L’influence de Malthus sur Darwin est connue : les ressources
consommées par les êtres vivants ne régénèrent
à un rythme moins rapide que celui sur lequel, d’une part les
êtres vivants consomment, d’autre part ils se multiplient. Le
phénomène de
struggle for life est inévitable,
qu’elle ait lieu entre deux organismes issus d’espèces
différentes ou entre deux organismes appartenant à la même
espèce. Darwin donne un exemple du premier cas. Au Paraguay, les chevaux
domestiques, laissés probablement à eux-mêmes, ne sont
jamais retournés à l’état sauvage, contrairement
à ce qui s’est passer ailleurs, de façon plus
fréquente. Le fait serait dû à un type de mouche qui vient
déposer ses œufs dans les naseaux des bestiaux dès leur
naissance et les déterminerait conserver un certain mode de
vie
[18]. Un autre insecte parasite
vient entraver le développement de ses mouches, sans non plus
l’interrompre. Selon Darwin, si les espèces d’oiseaux
insectivores de la région venaient à périr, il y aurait
prolifération d’insecte parasites, concurrents de la mouche, les
mouches en question disparaîtraient et les chevaux domestiques
retourneraient à l’état sauvage. Ainsi, la lutte pour la vie
ne prend que la forme d’un assaut direct d’un dominé sur un
dominant, où chacun à une perception sensible voire émotive
de ce qui est en tain de passer et de se jouer – la survie ou la mort
– , d’une lutte entre un prédateur et sa proie, une lionne
courant après une gazelle, un chat jouant avec sa souris. Le
phénomène de concurrence et de compétition ne se
réduit pas à l’agressivité d’un rat
acculé –
fighting like a cornered rat, comme le dit la
langue anglaise. Il se produit aussi de façon indirecte et moins
perceptible, au sein d’un réseau complexe, d’un biotope
où le mode de vie et la conservation d’un groupe dépend de
la façon dont un autre groupe se comporte, sans que les deux groupes en
question ne soient en relation. C’est dire si cette lutte qui maintient la
nature en vie au détriment de l’individu, ce principe vital, donc,
malgré tout le paradoxe qu’il contient, est inconsciente. Mais
Darwin constate que « la lutte pour l’existence est plus
acharnée quand elle a lieu entre des individus et des
variétés appartenant à la même
espèce »
[19]. En
Écosse, le développement de la draine s’est fait en
détriment de celui d’une autre grive. En Australie, une abeille
importée en a exterminé une un autre, qui n’avait pas de
dard. Aux Etats-Unis, une espèce d’hirondelle a pris la place
– et donc les ressources – d’une autre. En quoi y aurait-t-il,
dans ce processus, l’expression d’un principe vital ?

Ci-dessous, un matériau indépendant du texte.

PR #775, opened 2021-03-03
This PR concentrates on covering all edge cases while doing a jax.jvp on Awkward Arrays.

trickarcher:


trickarcher:
Hi @jpivarski, I am facing a problem while indexing. In the test function if I do a `2 * array.y[0][1] or 2 * array.y[2][0]`, `JAX` gets the wrong values.I don't think `JAX` is the culprit here, since it always passes around the `aux_data` without changing it.

studies/DifferentiableArray-for-JAX.py
```diff
@@ -53,14 +54,21 @@ def layout(self, layout):
...
-        else:
-            return out
+        else: 
+            form, length, children = ak.to_buffers(self.layout)
+            child_buf_key = self.aux_data.datakeys.index(list(children.keys())[0])
+            if np.isscalar(out):  
+                if np.isscalar(where):
+                    return self.tracers[child_buf_key][where]
+                else:
+                    return NotImplementedError
```
jpivarski: What you want to do here is "if `out` is a scalar (non-`Content`),"

```python
if isinstance(where, (numbers.Integral, np.integer)) and isinstance(self.layout, ak.layout.NumpyArray):
    assert len(self.tracers) == 1
    return self.tracers[where]
else:
    raise NotImplementedError
```

That is, we can handle the "`where` is an integer" case when `out` is scalar and leave other cases for later. These other cases include

   * `where` is a string, which would mean that the `layout` has record type with field `where` being a primitive type
   * `where` is a tuple, which we can resolve by recursively running `__getitem__` on all tuple elements except the last (to get a non-scalar) and then feeding it the last
   * either of the above but there's an IndexedArray or option-type node wrapping the NumpyArray or RecordArray, which we simply have to unpack with `project()`.

But let's just handle this one "`where` is an integer and `layout` is a NumpyArray" case for now.

trickarcher: Oh okay I see. I was trying to get the correct tracer among the list of tracers in case of multiple buffers, when out is a scalar. I'll just comment out line `65 and 66` for now, Also, for Record Arrays the one test example, is giving wrong values for even when I am not trying to access the leaf values. So for the same test case. I get the value of the function using JAX as `[12, 12, 14.4]` instead of `[12, 14, 16]`. I printed out and tried figuring out the issue, and it's probably because of indexing. Would you know what might be the issue here? I wanted to bring up this issue now, because if it's really some indexing error, it won't be anything related to JAX, and we should fix that first before moving ahead.

jpivarski: I haven't looked closely at it. Print out object identifiers to find out what's getting called at every stage. It will be correct/what you want at each stage until you get to the wrong one. Don't treat it as a black box: bisect the bug.

trickarcher: Sure! I'll get on with it!

trickarcher: I found the offending line [here](https://github.com/scikit-hep/awkward-1.0/blob/f44e69ecc9b7d54bb5a65066b8a8875767390415/studies/DifferentiableArray-for-JAX.py#L61). It's happening there because new slices are coming in, without any knowledge of the previous slices and since self.tracers is always constant, in the last call where `indexes is {}` and that's the aux_data that is being passed into the special_unflatten function, the `VirtualArray` materializes the array based on the length. And that causes the wrong indexing. 

In the latest commit, I tried to keep a `list of where`, and use that list to index the original array in the final call of `special_unflatten`. This should work for all cases of element wise operations(It would be great if you can think of some cases that won't work), I am not very sure about reductions, though.

trickarcher: Also, a nice consequence of using the `where` list is that the scalars are no longer `DeviceArrays`, but integral values. As of now, indexing in the form of `[][][]` works perfectly. However, for all other cases it will raise a `NotImplementedError`. I have written a few more functions, which cover jvp on `RecordArrays` and `ListOffsetArrays` which work. I am currently writing a few more tests.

Probablement perce que, si la vie est mouvement, la survie d’une
espèce dépend de son renouvellement permanent. Dans ces luttes
fratricides, il s’agit bien de « remporter la grande bataille de
la vie ». L’intérêt personnel de chaque
espèce particulière et de l’individu est évident et
résulte dans la vie elle-même. Mais peut-on parler, comme le font
les philosophes, d’une sorte de ruse de la nature qui fait tourner
à son avantage à et leur insu le triomphe de certains
êtres ? En tout état de cause, la lutte pour la vie et la
sélection sont l’essence même de la nature. En ce sens, la
nature n’est pas comparable à une personne mais s’assimile
à une force qui sait mettre les espèces et les individus à
son service : « J’ai donné le nom de
sélection naturelle ou de persistance du plus apte à cette
conservation des différences et des variations individuelles favorables
et à cette élimination des variations
nuisibles. »
[20] Darwin
admet lui-même qu’il est très difficile de ne pas parler de
la nature sans la personnifier, ou encore de manipuler les différents
principes de sa biologie sans les utiliser souvent au sens figuré. Mais
il essaie en même temps de fuir ce procédé bien commode.

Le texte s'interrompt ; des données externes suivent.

PR #779, opened 2021-03-08
Adapt getitem of DifferentiableArray for JAX

trickarcher:


trickarcher:
Hi @jpivarski , this code is ready for review.

jpivarski:
This is looking good! When you integrate it into the main codebase (next PR), put most of the code in an `ak._connect._jax` submodule that only gets called from `ak.highlevel`.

Aussi définit-il la nature selon une acception somme toutes assez
classique dans sa forme : la nature est « l’action
combinée et les résultats complexes d’un grand nombre de
lois naturelles ». Mais, dans leur contenu, ces lois sont nouvelles
puisqu’elles renvoient à des séries de faits qui renvoient
clairement aux notions de lutte pour l’existence et de sélection
naturelle. La sélection naturelle est une expression de la
variabilité de la nature et de la vie, qui permet de conserver les
variations de l’organisme quand elles lui sont favorables. Ce qui est
inutile à la nature et à son existence est éliminé.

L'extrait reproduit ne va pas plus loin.